ABOUT THIS EXERCISE: Copy every line of the data that contains the string "spend".

THE DATA:

PR #564, opened 2026-09-03
fix(tests,agents): stop leaking temporary directories on disk

damianvtran:
## Summary

The operator's Mac hit **94% full**: **43,627 abandoned `mkdtemp()` directories, ~30 GB**, growing while local-operator suites ran. Every test passed the whole time.

This PR fixes the leak at its sources and adds a regression guard. The dominant size driver — the evidence bundles, one of them 64 MiB per run — is eliminated; the full unit suite on this branch leaks **0 bundle-shaped directories**.

## What ships

**1. The evidence-suite leak (the bytes).** Three tests built bundle roots with bare `tempfile.mkdtemp()` inside embedded subprocess scripts, where `tmp_path` cannot reach. One publishes a 64 MiB artifact, so a single run of that package leaked 64 MB. They now use `TemporaryDirectory()` inside the script. Measured: 3 dirs / 130 MB per run → 0.

**2. The `export_agent` production leak.** `export_agent` removed its temp dir only in the `except` branch, so every successful export stranded a directory holding a full agent zip. Added `exported_agent_archive()` (reclaims on both paths) and migrated the CLI push and Radient-upload route to it; the streaming download route keeps the bare method with its existing `BackgroundTask` cleanup. `transcription.py` had a real failure-path leak (temp dir created inside the first `try`, so a save failure never reached the `finally: rmtree` on the second) — fixed by creating the dir before the `try`.

**3. The regression guard.** An autouse fixture in the evidence package points each test's temp allocations at a private dir and fails the test if anything is left behind. Proven to catch a reintroduced leak (`1 failed`, names the test, reports bundle shape and bytes), immune to sibling-process noise (196 foreign dirs written concurrently → still green), and reports a leak as a FAILURE rather than a teardown ERROR.

**4. The oauth test leak.** Two `test_oauth_flows.py` sites now use the existing `tmp_path` fixture.

## Deferred — the TUI test-file leak (~65 dirs/run)

Five TUI test files (`test_slash_echo.py`, `test_team_chart.py`, `test_slash_command_images.py`, `test_paste_collapse.py`, `test_credential_command.py`) leak ~65 dirs/run via bare `mkdtemp()`. **Two attempts to fix them in this PR both destabilised an unrelated timing-sensitive pilot test under xdist**, so they are deferred to a dedicated TUI-test-stability pass:

[...]

PR #557, opened 2026-09-02
fix(providers): clamp the output cap so it cannot overflow the context window

damianvtran:
## Summary

A 1M-context model was usable to about 10% of its window, and the error told the user to do the one thing that could not help.

A session on `openrouter/meta/muse-spark-1.3` died with HTTP 400:

```
This endpoint's maximum context length is 1048576 tokens. However, you requested about
1057079 tokens (102961 of text input, 10400 of tool input, 943718 in the output).
```

The `943718 in the output` was never generated text — it is the `max_tokens` the harness put on the wire. Providers count **prompt + `max_tokens` against the window at admission**, before a single token is generated, so an advertised output cap is not free headroom: it is input capacity spent in advance. Reserving 90% of the window for output leaves ~104,858 tokens of usable prompt, and the session 400'd at ~113k of input — essentially the first moment it could.

**Compaction cannot rescue it.** The compaction trigger is a fraction of the window (~838k at the default 0.8), far above where the 400 lands, and compacting to any size still adds the same reservation. The incident was classified `context-length` and advised `/compact`, which would have made no difference.

## The chain, verified live

1. OpenRouter's listing advertises `context_length: 1048576` and `top_provider.max_completion_tokens: 943718` — exactly 0.9 of the window.
2. `_row_from_openai_entry` (`model/discovery.py`) reads `max_completion_tokens` into `DiscoveredModel.max_tokens`.
3. `build_model_spec` (`model/configure.py`) copies it into `ModelSpec.max_output_tokens`.
4. `_build_body` sends it verbatim as `max_tokens`.

Confirmed on `origin/main` before the change:

```
$ build_model_spec('openrouter','meta/muse-spark-1.3')
window=1048576   max_out=943718
```

**Blast radius.** Measured against the live catalogue on 2026-09-02: **120 of 419** OpenRouter rows that quote both numbers advertise an output cap above 50% of their window, with a cluster of ~80 at *exactly* 0.9 — `x-ai/grok-4.6` (500000/450000), `x-ai/grok-4.20` (2000000/1800000), `bytedance-seed/seed-2-1-turbo`, `moonshotai/kimi-k3`, `qwen/qwen3.8-2.4t-a95b`. A round 0.9 across unrelated vendors is a gateway formula, not 80 independent engineering decisions. This was latent for every one of them.

### Primary fix — clamp at request-build time

`local_operator/providers/clients.py` gains one shared module-level helper, `_effective_max_tokens(request)`:

```
[...]

PR #554, opened 2026-09-02
fix(tui): report /usage freshness from the newest account, not the stalest

damianvtran:
## Incident

An agent fleet (session `2d3373a1c698`) lost the browser extension mid-session. Every `browser` call silently degraded to the cmux backend — `scroll`/`logs`/`tabs` returned "not supported on the cmux backend" — while `lop browser status` simultaneously reported:

```
extension connected: yes
paired:              yes
driving:             http://127.0.0.1:8974/r3-notice-amber.svg
```

…a URL whose server was already dead. The user closed **every** tab in Chrome; status still claimed it was driving that URL. Both the agent and the user concluded the bridge was "bound" by an orphan tab and abandoned the extension for the rest of the session.

Nothing was bound. Four independent defects combined into one unrecoverable, undiagnosable state, and the machine was still sitting in it (daemon pid 1646) when this work started.

## Live reproduction, before any change

The broken daemon was investigated before restarting anything:

```
$ cat ~/.local-operator/run/browser/bridge.json     # heartbeat_at 1788386598
$ python3 -c 'import time; print(time.time())'      # 1788398281  -> 11,683s (3.2h) stale
$ ps -o pid,etime -p 1646                           # 1646  05-02:58:37   ALIVE
$ curl -s localhost:4099/health                     # HTTP 200, extension_connected: true
$ curl -s http://127.0.0.1:8974/r3-notice-amber.svg # 000 — connection refused (server dead)
$ grep -n 'Errno 28' ~/Library/Logs/local-operator/browser-bridge.log
534:OSError: [Errno 28] No space left on device: '.../.bridge.fsfgktwb.tmp'
```

The traceback in that log ends in `_heartbeat` → `publish` → `state.publish` → `tempfile.mkstemp`. The heartbeat died at 18:03; the tool failures began at 21:01 — **the heartbeat death precedes the symptom by three hours.**

### RC1 — a supervisory loop died silently and disabled the bridge for every session (primary)

`BridgeService._heartbeat` was `while True: self.publish(); await sleep(15)`. When the disk filled, ENOSPC escaped the loop, the task **died**, and nothing restarted or noticed it. `state.available()` requires `now - heartbeat_at <= 45s`, so with no writer it returned False **forever** → `bridge_browser_available()` False → every new `open` silently routed to cmux, while `lop browser status` (which reads the live `/health` socket, not the file) kept saying "connected: yes". That contradiction *is* the incident.

[...]

PR #565, opened 2026-09-03
fix(benchmarks): correct the OSWorld adapter venv recipe and the stale build version default

damianvtran:
## What

Two defects in the documented OSWorld adapter build path, both found by actually rebuilding the pilot workspace against the fixed harness (0.44.42, adapter 0.1.1) rather than by reading the recipe. Each produces a broken or **silently wrong** artifact instead of an error at the point of the mistake.

This is a docs + operator-script fix. No adapter source, no harness runtime code, no test changes. No AWS writes; no spend.

## Defect 1 — the README venv recipe yields a dead interpreter (macOS)

`python3.12 -m venv --copies` copies the python binary but **not** `libpython3.12.dylib`, while the copied binary keeps `@rpath/libpython3.12.dylib` resolving against `<venv>/lib`. Every invocation then aborts in dyld:

```
dyld[90662]: Library not loaded: @rpath/libpython3.12.dylib
  Referenced from: .../venvs/0.1.1/bin/python3.12
  Reason: tried: '.../venvs/0.1.1/lib/libpython3.12.dylib' (no such file)
```

and `uv` surfaces only the opaque `Failed to inspect Python interpreter ... exit status signal: 6 (SIGABRT)`, which does not name the cause.

Compounding it: venv records the **invoking** `argv[0]`'s directory as `home` in `pyvenv.cfg`. Invoking through the `~/.local/bin/python3.12` shim records `home = ~/.local/bin` — a directory with no `lib/` at all — so even a dylib copy relative to `home` finds nothing.

The recipe now resolves the interpreter's real `sys.base_prefix`, invokes venv through that path, copies the dylib explicitly, and **verifies the interpreter runs** before anything is installed into it.

That this step was always required is confirmed by the previously staged pilot: `~/worktrees/osworld/venvs/0.1.0/lib/libpython3.12.dylib` exists and is byte-identical (`sha256 83d9a1e4…`) to the one copied here. It was done by hand during staging and never written down — so the committed recipe could not reproduce the artifact the pilot actually ran on.

## Defect 2 — `--version` defaulted to a stale literal, minting a wrong attestation

`scripts/build_osworld_adapter.py` defaulted `--version` to the literal `"0.1.0"`. The adapter bumped to `0.1.1` in #543, so the default had already drifted.

This is not cosmetic. `--version` is an input to `_release_digest`:

```
sha256("lop-osworld-v2-adapter" || version || package_digest || release_name || task_manifest_sha256)
```

so the stale default mints a workspace whose `release_digest` — the attestation a leaderboard number carries — names a distribution version **that was never built**. No digest check can catch it, because every digest is internally consistent with the wrong value. An operator who follows the README (which does not pass `--version`) gets it silently.

It now defaults to the adapter's own declared `pyproject.toml` version, so it cannot drift from the wheel again. Read from source rather than `importlib.metadata` on purpose: the script runs from the repo against a workspace built before (or without) the wheel being installed into the caller's interpreter.

#543 noted this and deferred it ("the operator passes `--version` explicitly at build time, so it is left unchanged here"). Rebuilding the workspace is what showed the deferral does not hold: the documented command line does not pass it.

## Also — two README claims corrected against what the script does

- **`--out` is the workspace directory itself**, not its parent. It is what the selector's `workspace` field and `workspace_digest` address. The old example (`--out .../workspaces/0.1.1`) puts the task corpus where the selector and `build-output.json` belong, i.e. inside the digest that describes them.
- **The locked set is exported to a file** kept beside the venv, since it is the record of what was actually installed, and the lock's own `local-operator` pin lags the harness (the substitution has to be stated, not improvised).

## Testing evidence — the recipe was executed, not just edited

The corrected instructions were run verbatim to build a fresh interpreter, and the fixed script was run to build a fresh workspace.

**Interpreter, from the corrected step 3/3a:**

```
BASE=/Users/damian/.local/share/uv/python/cpython-3.12.13-macos-aarch64-none
$ "$BASE/bin/python3.12" -m venv --copies --without-pip "$VENV"
$ cp "$BASE/lib/libpython3.12.dylib" "$VENV/lib/"
$ "$VENV/bin/python3.12" -V
Python 3.12.13                    # (before the fix: SIGABRT)
symlink? real file OK             # discovery._symlink_free
$ uv pip install --python "$VENV/bin/python3.12" --no-deps dist/lop_osworld_v2_adapter-0.1.1-py3-none-any.whl
 + lop-osworld-v2-adapter==0.1.1
```

**Full pilot venv built the same way** (420 packages, `--extra osworld`):

```
local-operator 0.44.42   lop-osworld-v2-adapter 0.1.1   osworld 0.1.0 @ d578d2d4
boto3 1.43.86   requests 2.34.2
uv pip check: Found 1 incompatibility
  osworld requires requests~=2.31.0, but 2.34.2 is installed   # the documented [tool.uv] override
```

**The `--version` fix reproduces the hand-specified digests.** Building with `--version 0.1.1` explicit, then again with the new default and no flag:

```
default version: 0.1.1
release_digest    d0067e23af3dc2ed790c2a8b802ee453200d516466ad27770d7f2bbe7b0b41cd
workspace_digest  c512802639615cc6daecadccbccf972e3cd2750e0b136972ab4ae36c00f2a5f1   -> identical
```

For contrast, the stale `0.1.0` default against the same inputs produced `release_digest a15961b1…` — a different attestation from the same bytes, which is the defect.

**Input verification is unweakened** (negative control). Appending one byte to a copy of `task_001.py` in a duplicated inputs root:

```
build_osworld_adapter: verification failed: task file sha256 mismatch: .../gated/tasks/task_001.py
exit=4     # and no workspace written
```

**The workspace built by these instructions runs.** A FakeProvider episode end to end on the new artifacts:

```
status=completed  score.binary=1  reportability=synthetic_model  comparability=comparable
verify_bundle: valid=True  issues=[]
find <workspace> -newer selector.json   ->  0 files
workspace_digest after the episode      ->  unchanged, equals the pin
osworld_tag_audit.py --region us-east-1 ->  []   exit 0
```

## Gates (whole tree, as CI)

- `flake8 .` — clean
- `black --check .` (26.1.0) — clean, 814 files unchanged
- `isort --check-only .` — clean
- `pyright` — **0 errors, 0 warnings**
- `pytest tests/unit` — **11104 passed, 15 skipped** (23m14s; host under load 100+)
- `pytest tests/unit/evaluation` re-run on the final commit — **707 passed**

## Not addressed

- `benchmarks/osworld_v2_adapter/uv.lock` still pins `local-operator==0.44.26`. Left alone deliberately: refreshing it re-resolves 420 packages and would change the dependency surface under a pilot that is staged and about to spend, which is not this PR's slice. The substitution is now documented in the recipe and recorded in the build record beside the venv.
- The dylib copy is guarded `2>/dev/null || true` and commented "macOS only"; a framework/system python that links libpython by absolute path does not need it. Not detected programmatically, because the recipe is a documented sequence an operator reads, not a script.

### DIFF
--- a/benchmarks/osworld_v2_adapter/README.md
+++ b/benchmarks/osworld_v2_adapter/README.md
@@ -218,7 +218,7 @@ episode needs no environment variables at all:
 python ~/local-operator/scripts/run_episode.py \
     --selector ~/worktrees/osworld/workspaces/0.1.1/selector.json \
     --task-id task_001 \
-    --route openrouter/deepseek/deepseek-v4-flash-vision-exp \
+    --route openrouter/google/gemini-3.8-flash \
     --run-root ~/worktrees/osworld/runs/$(date +%Y%m%d-%H%M%S) \
     --infra AWS_REGION=us-east-1 \
     --infra AWS_SUBNET_ID=subnet-f2f9adad \
@@ -242,8 +242,8 @@ a result and cannot be mistaken for one.
 The sealed `requested_route.model_id` is a **lossless fold** of the model id
 (`RouteIdentity` fields cannot carry `/`): `_` → `__`, `/` → `_s`, anything
 else outside `[A-Za-z0-9.:-]` → `_x<hh>` per UTF-8 byte, so
-`deepseek/deepseek-v4-flash-vision-exp` seals as
-`deepseek_sdeepseek-v4-flash-vision-exp` and `runner.route_ids.unfold_model_id`
+`google/gemini-3.8-flash` seals as
+`google_sgemini-3.8-flash` and `runner.route_ids.unfold_model_id`
 recovers it exactly. The manifest metadata also carries the raw id as
 `route_model_id`, so a reader never has to decode by hand.
 
--- a/benchmarks/osworld_v2_adapter/README.md
+++ b/benchmarks/osworld_v2_adapter/README.md
@@ -73,6 +73,7 @@ uv build --wheel --out-dir dist/
 #    `home` in pyvenv.cfg, and step 3a resolves libpython relative to it. A
 #    shim directory holds no lib/, so the copy silently finds nothing.
 VENV=/opt/lop-adapters/osworld-v2/0.1.1/venv
+WS=~/worktrees/osworld/workspaces/0.1.1/workspace   # the digest-pinned dir itself
 BASE=$(python3.12 -c 'import sys; print(sys.base_prefix)')   # e.g. ~/.local/share/uv/python/cpython-3.12.13-...
 "$BASE/bin/python3.12" -m venv --copies --without-pip "$VENV"
 
@@ -84,6 +85,8 @@ BASE=$(python3.12 -c 'import sys; print(sys.base_prefix)')   # e.g. ~/.local/sha
 #     the opaque "Failed to inspect Python interpreter". A framework or
 #     system python that links libpython by absolute path does not need it;
 #     the uv-managed CPython this recipe uses does.
+#     The copy is allowed to fail (a python that needs no dylib has none to
+#     copy); the -V beside it is the real check and catches a genuine miss.
 cp "$BASE/lib/libpython3.12.dylib" "$VENV/lib/" 2>/dev/null || true   # macOS only
 "$VENV/bin/python3.12" -V   # must print the version, not abort
 uv pip install --python "$VENV/bin/python3.12" \
@@ -99,36 +102,49 @@ uv pip install --python "$VENV/bin/python3.12" \
 uv export --frozen --no-emit-project --extra osworld --no-hashes \
     -o "$VENV/build/requirements.locked.txt"
 sed -i '' 's/^local-operator==.*/local-operator==<harness version>/' \
-    "$VENV/build/requirements.locked.txt"
+    "$VENV/build/requirements.locked.txt"   # macOS sed; GNU sed wants -i without ''
 uv pip install --python "$VENV/bin/python3.12" -r "$VENV/build/requirements.locked.txt"
 
 # The one expected `uv pip check` incompatibility is the documented
 # requests>=2.32 override onto OSWorld's ~=2.31 pin (see [tool.uv] above).
 
-# 4. materialise the workspace from the verified inputs root (no download;
+# 4. compute package_digest FIRST: it digests the installed wheel's RECORD and
+#    does not depend on the workspace, while step 5's --package-digest does
+#    depend on it. (Computing it after the build is what forces a second
+#    build with the real value.)
+PKG=$("$VENV/bin/python3.12" -c '
+from pathlib import Path
+from importlib.metadata import PathDistribution
+from local_operator.evaluation.adapters.discovery import distribution_digest
+import sysconfig
+sp = Path(sysconfig.get_paths()["purelib"])
+di = next(sp.glob("lop_osworld_v2_adapter-*.dist-info"))
+print(distribution_digest(PathDistribution(di)))
+')
+echo "package_digest   $PKG"
+
+# 5. materialise the workspace from the verified inputs root (no download;
 #    writes adapter-release.json, benchmark_release.json, task_hashes.json,
 #    adapter-provider.json, inputs.json, tasks/, all read-only).
 #    --out is the WORKSPACE directory itself, not its parent: it is what the
 #    selector's `workspace` field and workspace_digest address. Keep the
 #    selector and build-output.json in the parent so they are not inside the
 #    digest they describe.
-#    Run it with the venv's interpreter (it imports the harness), and note
-#    --version defaults to the adapter's own pyproject version.
+#    Run it with the venv's interpreter (it imports the harness). --version
+#    defaults to the adapter's own pyproject version and REFUSES a value that
+#    disagrees with it unless --allow-version-mismatch is passed.
 "$VENV/bin/python3.12" ~/local-operator/scripts/build_osworld_adapter.py \
     --benchmark-release osworld-v2-2026.08.08 \
     --inputs-root ~/worktrees/osworld \
-    --package-digest <package_digest from step 5> \
-    --out ~/worktrees/osworld/workspaces/0.1.1/workspace
+    --package-digest "$PKG" \
+    --out "$WS"
 
-# 5. compute the three digests the AdapterSelector needs
-python - <<'PY'
-from importlib.metadata import PathDistribution
-from local_operator.evaluation.adapters.discovery import (
-    distribution_digest, workspace_digest,
-)
-print("package_digest  ", distribution_digest(PathDistribution(<dist-info path>)))
-print("workspace_digest", workspace_digest("/opt/lop-adapters/osworld-v2/0.1.1/workspace"))
-PY
+# 6. the remaining digest the AdapterSelector needs (release_digest is printed
+#    by step 5 and written into adapter-release.json).
+"$VENV/bin/python3.12" -c "
+from local_operator.evaluation.adapters.discovery import workspace_digest
+print('workspace_digest', workspace_digest('$WS'))
+"
 ```
 
 `release_digest` is our attestation of the build:
--- a/benchmarks/osworld_v2_adapter/README.md
+++ b/benchmarks/osworld_v2_adapter/README.md
@@ -67,27 +67,58 @@ uv build --wheel --out-dir dist/
 #    `--copies` flag (that is uv pip's install link-mode). Use the stdlib
 #    venv, which DOES copy. `--without-pip` because uv pip installs the rest
 #    and the uv-managed interpreter's ensurepip can SIGABRT on macOS.
-python3.12 -m venv --copies --without-pip /opt/lop-adapters/osworld-v2/0.1.1/venv
-uv pip install --python /opt/lop-adapters/osworld-v2/0.1.1/venv/bin/python \
-    --no-deps dist/lop_osworld_v2_adapter-0.1.1-py3-none-any.whl
-uv pip install --python /opt/lop-adapters/osworld-v2/0.1.1/venv/bin/python \
-    -r <(uv export --frozen --no-emit-project)
-uv pip install --python /opt/lop-adapters/osworld-v2/0.1.1/venv/bin/python \
-    local-operator==<harness version>
+#
+#    Invoke the venv module through the interpreter's REAL path, never through
+#    a ~/.local/bin shim: venv records the invoking argv[0]'s directory as
+#    `home` in pyvenv.cfg, and step 3a resolves libpython relative to it. A
+#    shim directory holds no lib/, so the copy silently finds nothing.
+VENV=/opt/lop-adapters/osworld-v2/0.1.1/venv
+BASE=$(python3.12 -c 'import sys; print(sys.base_prefix)')   # e.g. ~/.local/share/uv/python/cpython-3.12.13-...
+"$BASE/bin/python3.12" -m venv --copies --without-pip "$VENV"
 
-# 3b. for the PAID path only: OSWorld itself is an extra (~380 packages) that
-#     the cloud-free wheel does not need. Install it into the same venv.
-uv pip install --python /opt/lop-adapters/osworld-v2/0.1.1/venv/bin/python \
-    "lop-osworld-v2-adapter[osworld] @ dist/lop_osworld_v2_adapter-0.1.1-py3-none-any.whl"
+# 3a. copy libpython beside the interpreter. REQUIRED on macOS and easy to
+#     miss: `--copies` copies the python binary but NOT the shared library it
+#     links, and the copied binary keeps `@rpath/libpython3.12.dylib` with an
+#     rpath of `<venv>/lib`. Without this the interpreter aborts on every
+#     invocation with "Library not loaded" (dyld) / SIGABRT, and uv reports
+#     the opaque "Failed to inspect Python interpreter". A framework or
+#     system python that links libpython by absolute path does not need it;
+#     the uv-managed CPython this recipe uses does.
+cp "$BASE/lib/libpython3.12.dylib" "$VENV/lib/" 2>/dev/null || true   # macOS only
+"$VENV/bin/python3.12" -V   # must print the version, not abort
+uv pip install --python "$VENV/bin/python3.12" \
+    --no-deps dist/lop_osworld_v2_adapter-0.1.1-py3-none-any.whl
+
+# 3b. install the locked set. For the PAID path export WITH the osworld extra
+#     (~380 packages the cloud-free wheel does not need); omit --extra for a
+#     cloud-free venv. Export to a FILE and keep it beside the venv: it is the
+#     record of what was actually installed, and the lock's own
+#     local-operator pin lags the harness (schema 1.2 and host_secrets only
+#     exist from 0.44.30+), so substitute the harness version you are running
+#     and note the substitution in the build record.
+uv export --frozen --no-emit-project --extra osworld --no-hashes \
+    -o "$VENV/build/requirements.locked.txt"
+sed -i '' 's/^local-operator==.*/local-operator==<harness version>/' \
+    "$VENV/build/requirements.locked.txt"
+uv pip install --python "$VENV/bin/python3.12" -r "$VENV/build/requirements.locked.txt"
+
+# The one expected `uv pip check` incompatibility is the documented
+# requests>=2.32 override onto OSWorld's ~=2.31 pin (see [tool.uv] above).
 
 # 4. materialise the workspace from the verified inputs root (no download;
 #    writes adapter-release.json, benchmark_release.json, task_hashes.json,
 #    adapter-provider.json, inputs.json, tasks/, all read-only).
-python ~/local-operator/scripts/build_osworld_adapter.py \
+#    --out is the WORKSPACE directory itself, not its parent: it is what the
+#    selector's `workspace` field and workspace_digest address. Keep the
+#    selector and build-output.json in the parent so they are not inside the
+#    digest they describe.
+#    Run it with the venv's interpreter (it imports the harness), and note
+#    --version defaults to the adapter's own pyproject version.
+"$VENV/bin/python3.12" ~/local-operator/scripts/build_osworld_adapter.py \
     --benchmark-release osworld-v2-2026.08.08 \
     --inputs-root ~/worktrees/osworld \
     --package-digest <package_digest from step 5> \
-    --out ~/worktrees/osworld/workspaces/0.1.1
+    --out ~/worktrees/osworld/workspaces/0.1.1/workspace
 
 # 5. compute the three digests the AdapterSelector needs
 python - <<'PY'
--- a/pyproject.toml
+++ b/pyproject.toml
@@ -4,7 +4,7 @@ build-backend = "setuptools.build_meta"
 
 [project]
 name = "local-operator"
-version = "0.44.49"
+version = "0.44.50"
 description = "A team of proactive AI assistants that can work together behind the scenes to help you get mundane tasks done so you can focus on the fun stuff."
 readme = "README.md"
 authors = [{ name = "Damian Tran", email = "damian@gominerva.com" }]
--- a/scripts/build_osworld_adapter.py
+++ b/scripts/build_osworld_adapter.py
@@ -67,6 +67,7 @@ import os
 import stat
 import subprocess
 import sys
+import tomllib
 from pathlib import Path
 from typing import Any
 
@@ -81,6 +82,29 @@ _DEFAULT_PIN = (
     / "config"
     / "release-v2026.08.08.json"
 )
+
+
+_ADAPTER_PYPROJECT = (
+    Path(__file__).resolve().parents[1] / "benchmarks" / "osworld_v2_adapter" / "pyproject.toml"
+)
+
+
+def _adapter_version() -> str:
+    """The adapter distribution version declared in its pyproject.
+
+    Read from source rather than from ``importlib.metadata`` on purpose: this
+    script runs from the repository against a workspace that is built BEFORE
+    (or without) the wheel being installed into the caller's interpreter, so
+    the installed distribution is the wrong authority and may not exist at all.
+    A read failure is not fatal -- ``--version`` is still explicit on the
+    documented command line -- but it must not silently produce a wrong
+    attestation, so the fallback is an obviously-unreal marker.
+    """
+
+    try:
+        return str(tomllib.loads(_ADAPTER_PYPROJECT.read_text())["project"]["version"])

ANSWER BELOW:
This is a docs + operator-script fix. No adapter source, no harness runtime code, no test changes. No AWS writes; no spend.
- `benchmarks/osworld_v2_adapter/uv.lock` still pins `local-operator==0.44.26`. Left alone deliberately: refreshing it re-resolves 420 packages and would change the dependency surface under a pilot that is staged and about to spend, which is not this PR's slice. The substitution is now documented in the recipe and recorded in the build record beside the venv.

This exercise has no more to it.